Brings me a cup of tea at 8.07 precisely as this is my preferred time. Cuts up my fruit but remembers not to put it in the fridge as I don't like chilly fruit. Deals with all spider evictions even though he doesn't much like them himself, he knows i can't cope with them. Makes me hot water bottles without asking as I get chilly. Makes me laugh when I am stressed!

LiJo2015 · 09/12/2020 22:47

Wakes me up with a fresh posh coffee every morning 🥰

Carpetmoffman · 09/12/2020 22:50

I bought a fancy salt scrub for the shower the other day and was trying to open it during a shower but couldn’t get it to the damn thing. Later that night I went into the loo and he’d noticed I’d clearly been trying to get into it so opened it and put it back on the shelf for me. Might be time of the month but I think that’s so thoughtful. Made me cry Grin

BiblioX · 10/12/2020 06:18

Mine makes me lots of cuppas, runs me baths, makes me hot water bottles, stops what he is doing immediately if he can tell I need a cuddle. He always walks the dog. He never has a lie-in as I deal with the kids at night, so he immediately and happily gets up by 7.30am. When I come home with the shopping he comes and fetches it all from the car, and puts it all away - he has a cup of tea waiting for me as he knows covid-shopping stresses me. He is my kind, gentle and loving rock. Oh, and he never complains about doing his fair share of housework as it’s his home too.

JorisBonson · 10/12/2020 07:33

He's just a general all round good guy and not a cunt.

I'll take that.

Lovelydiscusfish · 10/12/2020 07:57

My boyfriend is a gem. Often buys me gifts - just little cheap things he sees and thinks I would like. When he is here (he works away loads, incredibly long brutal hours), he cooks, cleans the house, does the laundry, fixes stuff for me. He says lovely things, and reassures me all the time. He texts lovely things. He will watch the snooker with me all night (my favourite) and pretend he is interested although his mum said he doesn’t actually like it that much! And he will get up ludicrously early to drive all the way to his work, just so we can spend one more night together. And I LOVE HIM!
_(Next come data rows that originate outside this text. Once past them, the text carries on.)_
PR #875, opened 2026-09-14
fix(clickpipes): inherit schema discovery organization flag

sdairs:
`cloud clickpipe schema-discover <service-id> <source> --org-id <org-id>` previously failed at argument parsing because the organization selector was not inherited by source subcommands. All four sources now accept it before the service ID, between the service ID and source, or after source options, and expose it in their help.

Adds a parsing matrix for all sources and supported positions, structural flag-visibility coverage, and a README note. The cosmetic ordering of shared flags across unrelated cloud commands remains outside this focused fix.

Addresses the functional defect in #851; shared-flag ordering remains open.

Validation: formatting, focused schema-discovery tests (including the existing wiremock case), command-tree/shared-help structural checks, and default CLI clippy passed.

Combined stack `8ecf0d1eab31f15ae1d0702a1e83346000fde95a` passed formatting, default CLI clippy, all CLI tests (1,873 passed; five ignored), telemetry-disabled build and all-target clippy, 91 Python/classifier tests, and diff checks. Per-PR Cloud integration decisions remain separate.

PR #899, opened 2026-09-15
feat(cloud): make organization selection cloud-wide

### LINKED ISSUE #851: Make --org-id a cloud-wide selector and remove legacy positional org IDs
## 0.5.0 scope and current recommendation — 2026-09-15

Make `--org-id` a cloud-wide option, accepted anywhere after `cloud`, and remove the four legacy positional organization-ID forms. This is part of #757. A breaking change to retire those positionals is explicitly accepted for 0.5.0.

This section defines the current implementation scope and supersedes the earlier limited routing/deferral notes below. The original report is preserved. Shared help ordering now has its own owner: #887. ClickPipe source/service positional reordering is #888. Optional organization-name lookup and the broader resource-selector policy are tracked in #891.

### Current behavior

There are 148 `--org-id` declarations. Most are leaf-local; only the UDF, Query API endpoint, and org Prometheus declarations are global within their groups. ClickPipe discovery's selector belongs to its parent, so it is rejected after the source subcommand.

These should all select exactly the same organization:

```text
cloud --org-id ORG service get SERVICE
cloud service --org-id ORG get SERVICE
cloud service get --org-id ORG SERVICE
cloud service get SERVICE --org-id ORG
cloud clickpipe schema-discover kafka SERVICE --org-id ORG <source flags>
```

The last example uses the canonical source-first discovery grammar from #888. The global selector must also work throughout UDF, Query API, ClickStack, Postgres, nested service operations, and org subcommands.

### Positional organization IDs to remove

- `cloud org get ORG`
- `cloud org update ORG ...`
- `cloud org usage ORG ...`
- `cloud org prometheus ORG [discovery]`

Use `--org-id ORG` instead, including in org commands. Organizations are shared scope, so this is a deliberate exception to positional target IDs. Do not leave hidden positional compatibility behind for these four forms; update all old examples, including the org parent help's BYOC lookup hint.

### Implementation

Clap already supports this through `#[arg(long, global = true)]`, as used by cloud credentials, JSON, and debug options. Put the organization selector once on `CloudArgs` and thread that shared value/context through dispatch and the handlers, removing the repeated domain fields rather than maintaining competing sources of truth.

The parser feature is straightforward; migration touches many declarations, dispatch arms, helper/options structs, tests, and examples. No Cloud API change is required for ID selection.

Resolve the org only when an operation needs org scope. Preserve explicit selection, single-organization auto-detection, errors for zero/multiple organizations, and existing auth/write checks. Do not make auth/help/org-list operations perform unnecessary organization lookup merely because the option is global.

"Anywhere" means anywhere in the cloud command hierarchy, after the `cloud` token, just like existing cloud-wide flags. It does not introduce a root-level option before `cloud`.

### Acceptance

- [ ] One canonical cloud-wide declaration, visible consistently wherever inherited and consumed through the shared context.
- [ ] Parsing tests cover before/between/after subcommands and before/after positional IDs at shallow and deep levels, asserting the same resolved CloudArgs selector.
- [ ] Cover all four discovery sources and descendants of existing global-org groups; no accidental field shadowing.
- [ ] Subprocess/mock tests verify the supplied org reaches request paths regardless of option placement and that missing/multiple organizations retain current behavior.
- [ ] Former positional org forms are rejected as usage errors (exit 2); README, help, hints, tests, and release migration notes use the flag.
- [ ] Define/test repeated-option behavior consistently with other global flags. If #891 adds `--org-name`, reject mixed org-ID/org-name selectors even when supplied at different depths.
- [ ] Preserve structured failure metadata and argument-name-only telemetry.
- [ ] Follow #887's display-order policy and the repository's required CLI checks, including telemetry-disabled builds/lints and classifier updates if files are added.

---

## Validated scope and current-PR plan — 2026-09-11

This section records the QA review and the current decision to finalize existing PRs without opening new PRs. It supersedes the proposed routing/fix suggestions in the original report below; the original observations are retained. Central plan: #757.

### Disposition

Deferred from this existing-PR finalization pass. Keep the issue open; no new PR is requested now. This is not a resolution, a severity downgrade, or a waiver of release acceptance.

### Validation and corrections

Confirmed trailing --org-id is rejected after schema-discover kafka. #782 only changes org get/update selectors and backward-compatible positionals; it does not touch ClickPipe argument inheritance. Same theme is not the same defect. A new focused PR should cover every schema-discover leaf and allowed flag positions. Ordering shared help flags is cosmetic and can share general help cleanup rather than block that functional fix.

---

## Original QA report

Found in the 2026-09-11 QA sweep of the combined PR stack at [`d2c37f81`](https://github.com/ClickHouse/clickhousectl/commit/d2c37f814fff53fe68d636e34103e2d0550bf84d), top PR #823, installed release build (package version still 0.4.2). Reproduced behaviour only; no implementation included.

UnwantedOpinionBelow · 12/12/2020 03:20

My DH will go to the supermarket to buy me tampons or to get us drinks and snacks. He also drives me around everywhere as I can't drive just yet (learning)! He notices when I get dressed up or even when I am without makeup and compliments me - in general he is a very selfless being and in general just a really loving man and I do appreciate him dearly.

lovelemoncurd · 12/12/2020 03:35

23 years later and hubby still is as kind as the day I met him but if he cracks the joke that he hasn't managed to get me anything for Xmas and then produces his presents one more year....

litterbird · 12/12/2020 15:34

@JorisBonson

He's just a general all round good guy and not a cunt.

I'll take that.

This, this and this!!! Brilliant JorisBonson.....mine is just the same...thank you for making me laugh out loud.